* ACTION ITEM *
Print the lines in the listing below that fall between the line with "If it's not" and the line with "It's been removed", those two lines included, exactly as they stand and with nothing else.

┌────────

PR #193, opened 2021-02-19
darray: add ngli_darray_set()

jmoguillansky-gpsw:
Signed-off-by: Matthieu Bouron <matthieu.bouron@gmail.com>

### DIFF
--- a/libnodegl/darray.c
+++ b/libnodegl/darray.c
@@ -107,6 +107,15 @@ void *ngli_darray_get(const struct darray *darray, int index)
     return darray->data + index * darray->element_size;
 }
 
+int ngli_darray_set(const struct darray *darray, int index, const void *element)
+{
+    void *dst = ngli_darray_get(darray, index);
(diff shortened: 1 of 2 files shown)


cboesch-gpsw:
What do you need this for?

jmoguillansky-gpsw:
It’s a convenience api to set an item in an array.
We have api to get an item, we should probably have an api to set an item.
I think this is already signed/merged in vulkan , but not yet in master?

cboesch-gpsw:
> It’s a convenience api to set an item in an array. We have api to get an item, we should probably have an api to set an item.

If it's not used, I don't see why. It also means it wouldn't be tested. I believe it was added because we needed it but don't anymore.

> I think this is already signed/merged in vulkan , but not yet in master?

It's been removed because it serves no purpose currently, afaict.

jmoguillansky-gpsw:
you're right, we can close this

└────────

* EXPECTED OUTPUT *
If it's not used, I don't see why. It also means it wouldn't be tested. I believe it was added because we needed it but don't anymore.

> I think this is already signed/merged in vulkan , but not yet in master?

It's been removed because it serves no purpose currently, afaict.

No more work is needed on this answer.